Not long ago, when they were common, these weekday congregational prayers were most thickly clustered in the Marian months of May and October and the liturgical season of Lent. The format for May and October was standard and familiar: an opening Marian hymn; recitation of the rosary; the Loreto litany; a brief period of silent prayer or another hymn in preparation for Benediction of the Blessed Sacrament; adoration of the Host in the monstrance; a closing hymn.

The Friday Lenten devotions were the Stations of the Cross, again followed by Benediction. Various ethnic groups had their distinctive practices as well. Devotions on Wednesday in Lent in my college years at St. Thomas, in Minnesota took a form known to few Catholics in the United States but intimately familiar to our (first) Polish Pope, John Paul II. Known as Gozkie Zale, literally "bitter sorrow" (the first two words of the opening hymn) and translated as "Lamentations," it consisted of a series of truly Jeremiah-like Slavic songs (St. Paul's "groanings" might be a more apt description) concerning Christ's Passion, during which the congregation would alternately kneel, stand, and sit with each sequential hymn. This devotion, too, concluded with Benediction of the Blessed Sacrament.

In addition to these May, October, and Lenten devotions, there were those held less regularly. At varying times of the year, parishes would hold "Forty Hours" devotions, focusing on Eucharistic adoration, with the climax a solemn procession and the sonorous chanting of the Litany of the Saints by dozens of priests convened from the surrounding area. There were also the occasional special novenas (a nine-day cycle of Masses and prayers), often centered on a parish's patron saint and also involving the now all-but-abandoned litanies and processions, as well as Eucharistic adoration. In June, the Feast of the Sacred Heart was similarly commemorated.

All these devotions, albeit as much popular as liturgical in nature, were led by a priest, either the pastor, assistant pastor, or a visitor. He was accompanied by acolytes and by thurifers with thuribles (that means incense-bearers bearing incense, for younger readers). An organist and at least part of the Sunday choir provided music and led the singing. Devotions, while never obligatory like Sunday Mass, were taken seriously as forms of public prayer. And they were a serious source of, a reinforcement of, and education in Catholic spirituality. Why have they now been reduced to a remnant in those places where they exist at all?

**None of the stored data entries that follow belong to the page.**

Issue #4639, opened 2026-05-30
Provide Documentation to Set Up Shared `-contrib` and `sdk` Workspace


SoulofAkuma:
### What problem do you want to solve?

I've recently investigated #3895 which potentially spans both the `opentelemetry-python-contrib` and the `opentelemetry-python` repositories. Both of these repositories have great configuration to set up `uv` workspaces for everything that is contained within the respective repository, but there is no documentation on how to setup a shared environment for both repositories to troubleshoot or develop across the boundary between the `contrib` and non-`contrib` repo.

### Describe the solution you'd like

I'd like to add documentation and potentially configuration to this repository on how to setup local workspaces that include local versions of both `opentelemetry-python-contrib` and `opentelemetry-python`, instead of having separate workspaces that, in case of the `opentelemetry-python-contrib` repo, always install `opentelemetry-python` as a packaged dependency instead of utilizing a locally cloned version.

### Would you like to implement a fix?

Yes

### Tip

<sub>[React](https://github.blog/news-insights/product-news/add-reactions-to-pull-requests-issues-and-comments/) with 👍 to help prioritize this issue. Please use comments to provide useful context, avoiding `+1` or `me too`, to help us triage it. Learn more [here](https://opentelemetry.io/community/end-user/issue-participation/).</sub>

PR #4895, opened 2026-07-29
docs: explain shared core and contrib workspace

tomatotomata:
## Summary\n\n- document an issue-backed workflow for testing contrib against a sibling local opentelemetry-python checkout\n- install the core packages editable after the normal uv sync so changes are immediately visible\n- include PowerShell path and verification guidance\n\nCloses #4639\n\n## Validation\n\n- git diff --check\n\nThe uv CLI was not available in this environment, so the installation commands were not executed locally.


emdneto:
Closing as spam.

PR #4901, opened 2026-07-30
Fix asyncio `to_thread` instrumentation to measure actual function execution

### LINKED ISSUE #4900: opentelemetry-instrumentation-asyncio: to_thread instrumentation does not measure function execution (span/metric duration is always ~0, state is always "finished")
### Describe your environment

OS: any (reproduced on macOS 15 / Darwin 25.5.0) 
Python version: Python 3.12 (applies to all supported versions) 
Package version: 0.66b0.dev (current main), present since the instrumentation was introduced

### What happened?

`AsyncioInstrumentor.trace_to_thread` is supposed to wrap the function passed to
`asyncio.to_thread()` so that its execution is traced and measured. However, it
returns the original function unmodified and records the span and metrics at
*wrap time* instead of around the actual execution:

```python
def trace_to_thread(self, func: callable):
    ...
    start = default_timer()
    ...
    span = self._tracer.start_span(...) if ... else None
    attr = {"type": "to_thread", "name": func_name}
    exception = None
    try:
        attr["state"] = "finished"
        return func          # <-- returns func without wrapping it
    except Exception:        # <-- can never fire; `return func` doesn't call func
        attr["state"] = "exception"
        raise
    finally:
        self.record_process(start, attr, span, exception)  # <-- records immediately
```

Consequences:

1. The `asyncio to_thread-<name>` span ends before the function even starts
   running in the worker thread, so its duration is always a few microseconds.
2. The `asyncio.process.duration` histogram records the wrapping overhead, not
   the function execution time.
3. `state` is always `"finished"` — exceptions raised by the function in the
   worker thread are never observed, so the `exception` state and
   `span.record_exception` are dead code for `to_thread`.

The existing tests (`tests/test_asyncio_to_thread.py`) only assert span names
and metric attributes, not durations or the error path, which is why this was
never caught.

### Steps to Reproduce

```python
import asyncio, os, time

os.environ["OTEL_PYTHON_ASYNCIO_TO_THREAD_FUNCTION_NAMES_TO_TRACE"] = "slow_func"

from opentelemetry.sdk.trace.export.in_memory_span_exporter import InMemorySpanExporter
from opentelemetry.instrumentation.asyncio import AsyncioInstrumentor

exporter = InMemorySpanExporter()
tp = TracerProvider()
tp.add_span_processor(SimpleSpanProcessor(exporter))
trace.set_tracer_provider(tp)

AsyncioInstrumentor().instrument()

def slow_func():
    time.sleep(0.5)

async def main():
    await asyncio.to_thread(slow_func)

asyncio.run(main())

span = exporter.get_finished_spans()[0]
print(span.name, (span.end_time - span.start_time) / 1e9)
```

### Expected Result

The span (and the `asyncio.process.duration` histogram) should cover the
function execution, i.e. a duration of roughly 0.5s:

```
asyncio to_thread-slow_func 0.5001...
```

If the function raises, the metric should be recorded with
`state = "exception"` and the span should record the exception with an ERROR
status.

### Actual Result

```
asyncio to_thread-slow_func 0.000068
```

The span duration is ~68µs and the histogram records ~35µs. Exceptions from the
function are never reflected in the span or metrics.

### Additional context

The fix seems straightforward: instead of returning `func` directly,
`trace_to_thread` should return a wrapper (e.g. via `functools.wraps`) that
starts the timer/span, calls `func(*args, **kwargs)` inside try/except/finally,
and records the metrics and span around the actual call. That also makes the
existing `exception` handling reachable. I'm happy to submit a PR if the
direction sounds right.

Yes

### Tip

bourbonkk:
# Description

`trace_to_thread` returned the target function unwrapped and recorded the span and metrics at wrap time: the `asyncio to_thread-<name>` span ended before the function started running in the worker thread, `asyncio.process.duration` recorded ~0, and exceptions raised by the function were never observed (`state` was always `"finished"`).

This change makes `trace_to_thread` return a `functools.wraps` wrapper that starts the timer/span and records metrics around the actual call, making the existing exception handling reachable.

It also drops the `_is_instrumented` guard in this path: the wrapper is created per `to_thread()` call so there is no re-wrapping risk, and marking the user's function meant every call after the first was not instrumented at all.

Fixes #4900

## Type of change

# How Has This Been Tested?

- New unit tests: span/histogram duration covers a `time.sleep(0.1)` execution, exception path (span ERROR status + exception event, metric `state="exception"`), repeated calls each instrumented.
- Full `instrumentation-asyncio` test suite passes on Python 3.10, 3.12, and 3.14.

- [x] No.

# Checklist:


chuenchen309:
Ran this against `main` (`7704aab5`) and this branch (`1b81303f`) with the same probe script, tracing
`slow,multiply,boom,timeouty,cancelly,parented` via
`OTEL_PYTHON_ASYNCIO_TO_THREAD_FUNCTION_NAMES_TO_TRACE`. The diagnosis holds and the fix does what it
says:

| probe | `main` | this branch |
|---|---|---|
| `slow()` sleeps 100 ms | span 0.3 ms, `duration` sum 0.000 s | span **100.5 ms**, sum **0.100 s** |
| `multiply()` twice, same function object | **1** span, `created` = 1 | **2** spans, `created` = **2** |
| worker raises `ValueError` | status `UNSET`, no events, `state=finished` | status **`ERROR`**, event `exception`, `state=exception` |
| `to_thread` inside an active span | child of `outer` | child of `outer` (unchanged) |

The second row is the one I'd call out in the changelog as well. `_is_instrumented()` isn't a
predicate — it *marks* on first call (`instrumentation_state.py`, `_instrumented_tasks.add(obj)` on
the miss path), so on `main` the first `to_thread(multiply, …)` registered `multiply` itself and every
later call returned early. Dropping the guard is right, and it isn't reachable from anywhere else:
`trace_to_thread` is only called from `wrap_to_thread`, and the wrapper it now returns is never handed
back to user code, so there's nothing to re-wrap.

I also checked the thing `functools.wraps` usually breaks, since the wrapped object here is whatever
the caller passed. Plain function, `functools.partial`, callable instance, bound method, `lambda`, and
a builtin (`len`) all return the right result on both `main` and this branch — no change. And the
parent row above holds because `asyncio.to_thread` does `ctx = contextvars.copy_context()` before
handing off, so creating the span inside the worker still sees the caller's context.

Two things I think are worth changing, both in the same three lines.

**1. `state` no longer agrees with the other two paths.** `determine_state()` maps `CancelledError` →
`cancelled` and `TimeoutError` → `timeout`, and both `trace_coroutine` and `trace_future` use it. The
new `to_thread` wrapper hardcodes `"exception"` instead. Same exception, two answers:

```
worker raises TimeoutError   -> {'type': 'to_thread', 'name': 'timeouty',    'state': 'exception'}
coroutine raises TimeoutError -> {'type': 'coroutine', 'name': 'coro_timeout', 'state': 'timeout'}
```

`TimeoutError` is close to the defining payload for `to_thread` — a blocking socket or file call is
what gets pushed to a worker in the first place — so this isn't an edge case, and it means
`asyncio.process.duration{state="timeout"}` silently under-counts.

**2. A `BaseException` leaves `state` off the attribute set entirely.** `except Exception` doesn't
catch `CancelledError` (a `BaseException` since 3.8), but `finally` still records. On this branch:

```
created point value=1 attrs={'type': 'to_thread', 'name': 'cancelly'}          # no 'state' key
```

Every point on `main` carried `state`, so this introduces a new series that appears only when
something escapes, and the span for that call is left `UNSET` with no `exception` event — the failure
is invisible in both signals. Catching `BaseException` and calling `determine_state(exc)` covers this
and (1) together, and matches how `trace_coroutine` handles its `CancelledError` case.

The suite is green either way (`22 passed`), and `test_to_thread_repeated_calls` is a good pin for the
guard removal — the two above are the cases the new tests don't reach yet.

*AI-assisted; every table row and attribute set above is output from the two runs described, not inferred.*

instrumentation/opentelemetry-instrumentation-asyncio/tests/test_asyncio_to_thread.py
```diff
@@ -53,6 +54,115 @@ async def to_thread():
...
+            assert result == 6
+
+        asyncio.run(to_thread())
+
+        spans = self.memory_exporter.get_finished_spans()
+        self.assertEqual(len(spans), 1)
+        span = spans[0]
+        self.assertGreaterEqual(span.end_time - span.start_time, 0.1 * 10**9)
+
+        for metric in self.memory_metrics_reader.get_metrics_data().resource_metrics[0].scope_metrics[0].metrics:
```
xrmx:
```suggestion
        for metric in self.get_sorted_metrics():
```

This is a bit easier on the eyes :) There's more occurencies later.

instrumentation/opentelemetry-instrumentation-asyncio/tests/test_asyncio_to_thread.py
```diff
@@ -53,6 +54,115 @@ async def to_thread():
...
+            if metric.name == "asyncio.process.duration":
```
xrmx: Also can we make tests fail if we don't find the metric we expect?

instrumentation/opentelemetry-instrumentation-asyncio/tests/test_asyncio_to_thread.py
bourbonkk: Thanks, applied — and to the other 6 occurrences in the file too. I used `get_sorted_metrics(SCOPE)` with the instrumentation scope, to match what `test_asyncio_future_cancellation.py` already does.

instrumentation/opentelemetry-instrumentation-asyncio/tests/test_asyncio_to_thread.py
bourbonkk: Good catch — the old for ... if metric.name == ... shape passed silently when the metric was never emitted. Now each test asserts both metrics are present via a small helper and checks the data points directly. Verified by patching record_process to skip recording: all 7 tests fail instead of passing. 3ae08526

xrmx (approved):

instrumentation/opentelemetry-instrumentation-asyncio/src/opentelemetry/instrumentation/asyncio/__init__.py
```diff
@@ -216,30 +216,35 @@ def wrap_taskgroup_create_task(method, instance, args, kwargs) -> None:
 
     def trace_to_thread(self, func: callable):
         """
-        Trace a function, but if already instrumented, skip double-wrapping.
+        Wrap a function so that its execution in the worker thread is
```
aabmass, line 219: nit would it be appropriate to update this function's name to capture the changed purpose?

instrumentation/opentelemetry-instrumentation-asyncio/tests/test_asyncio_to_thread.py
```diff
@@ -43,15 +53,119 @@ async def to_thread():
...
+        created, duration = self.get_created_and_duration_metrics()
+        for metric in (created, duration):
+            self.assertEqual(len(metric.data.data_points), 1)
+            point = metric.data.data_points[0]
+            self.assertEqual(point.attributes["type"], "to_thread")
+            self.assertEqual(point.attributes["name"], "multiply")
+
+    def test_to_thread_duration_covers_execution(self):
+        def multiply(x, y):
+            time.sleep(0.1)
```
aabmass: would it be not-flaky still if we use shorter sleep? it would be good to keep the tests speedy as possible.

instrumentation/opentelemetry-instrumentation-asyncio/tests/test_asyncio_to_thread.py
```diff
@@ -43,15 +53,119 @@ async def to_thread():
...
+            return x * y
+
+        async def to_thread():
+            result = await asyncio.to_thread(multiply, 2, 3)
+            assert result == 6
+
+        asyncio.run(to_thread())
```
aabmass: can do without the extra function? or alternatively, make these test cases async and just await directly in the test body.

```suggestion
        result = asyncio.run(asyncio.to_thread(multiply, 2, 3))
        assert result == 6
```

instrumentation/opentelemetry-instrumentation-asyncio/tests/test_asyncio_to_thread.py
```diff
@@ -43,15 +53,119 @@ async def to_thread():
...
+            self.assertEqual(point.attributes["name"], "multiply")
+
+    def test_to_thread_duration_covers_execution(self):
+        def multiply(x, y):
+            time.sleep(0.1)
+            return x * y
+
+        async def to_thread():
+            result = await asyncio.to_thread(multiply, 2, 3)
+            assert result == 6
```
aabmass: nit i don't think the assertion is too meaningful for this test
```suggestion
```

instrumentation/opentelemetry-instrumentation-asyncio/tests/test_asyncio_to_thread.py
```diff
@@ -43,15 +53,119 @@ async def to_thread():
...
+
+        asyncio.run(to_thread())
+
+        spans = self.memory_exporter.get_finished_spans()
+        self.assertEqual(len(spans), 1)
+        span = spans[0]
+        self.assertGreaterEqual(span.end_time - span.start_time, 0.1 * 10**9)
```
aabmass: I think [assertAlmostEqual](https://docs.python.org/3/library/unittest.html#unittest.TestCase.assertAlmostEqual) would be better/more readable, passing places or delta param by name.

instrumentation/opentelemetry-instrumentation-asyncio/tests/test_asyncio_to_thread.py
```diff
@@ -43,15 +53,119 @@ async def to_thread():
...
+
+        _, duration = self.get_created_and_duration_metrics()
+        self.assertEqual(len(duration.data.data_points), 1)
+        self.assertGreaterEqual(duration.data.data_points[0].sum, 0.1)
```
aabmass: assertAlmostEqual

instrumentation/opentelemetry-instrumentation-asyncio/tests/test_asyncio_to_thread.py
```diff
@@ -43,15 +53,119 @@ async def to_thread():
...
+
+    def test_to_thread_exception(self):
+        def multiply(x, y):
+            raise ValueError("fail")
+
+        async def to_thread():
+            await asyncio.to_thread(multiply, 2, 3)
```
aabmass: same comment on unnecessary wrapper

instrumentation/opentelemetry-instrumentation-asyncio/tests/test_asyncio_to_thread.py
```diff
@@ -43,15 +53,119 @@ async def to_thread():
...
+        created, duration = self.get_created_and_duration_metrics()
+        for metric in (created, duration):
+            self.assertEqual(len(metric.data.data_points), 1)
+            self.assertEqual(metric.data.data_points[0].attributes["state"], "timeout")
+
+    def test_to_thread_cancelled_state(self):
+        def multiply(x, y):
+            raise asyncio.CancelledError()
+
+        async def to_thread():
```
aabmass: same comment

aabmass (approved):
Thank you just a few nits

bourbonkk:
@aabmass 
All addressed in df4051b8. Full asyncio suite passes.
Thank you for your feedback.

instrumentation/opentelemetry-instrumentation-asyncio/src/opentelemetry/instrumentation/asyncio/__init__.py
```diff
@@ -215,31 +215,39 @@ def wrap_taskgroup_create_task(method, instance, args, kwargs) -> None:
         )
 
     def trace_to_thread(self, func: callable):
+        return self.wrap_to_thread_func(func)
+
+    def wrap_to_thread_func(self, func: callable):
```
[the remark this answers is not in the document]
xrmx: @bourbonkk Isn't this correct though?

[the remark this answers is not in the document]
bourbonkk: Yes, agreed. i missed it. — fixed in 6986e3e8.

One explanation may be the misunderstanding and mis-implementation of "ecumenism" that has so infiltrated Christian life as a whole in the years since Vatican Council II. To promote Church unity it was thought that emphasis should be placed on what Catholics and our separated brethren have in common. That is laudable. Yet - unexpectedly - what was not held in common was needlessly de-emphasized and, indeed, actively suppressed. Every facet of Catholic public prayer was suddenly at the mercy of an argument about whether it was "essential" to the faith. There are dangers to this approach that should have been obvious. Centuries ago some Christians taking a similar approach reduced the seven sacraments to two. The effect of the more recent reductionism on Catholic life over the past three decades has been less radical, but the Catholic devotions are among its victims, much to the Church's detriment.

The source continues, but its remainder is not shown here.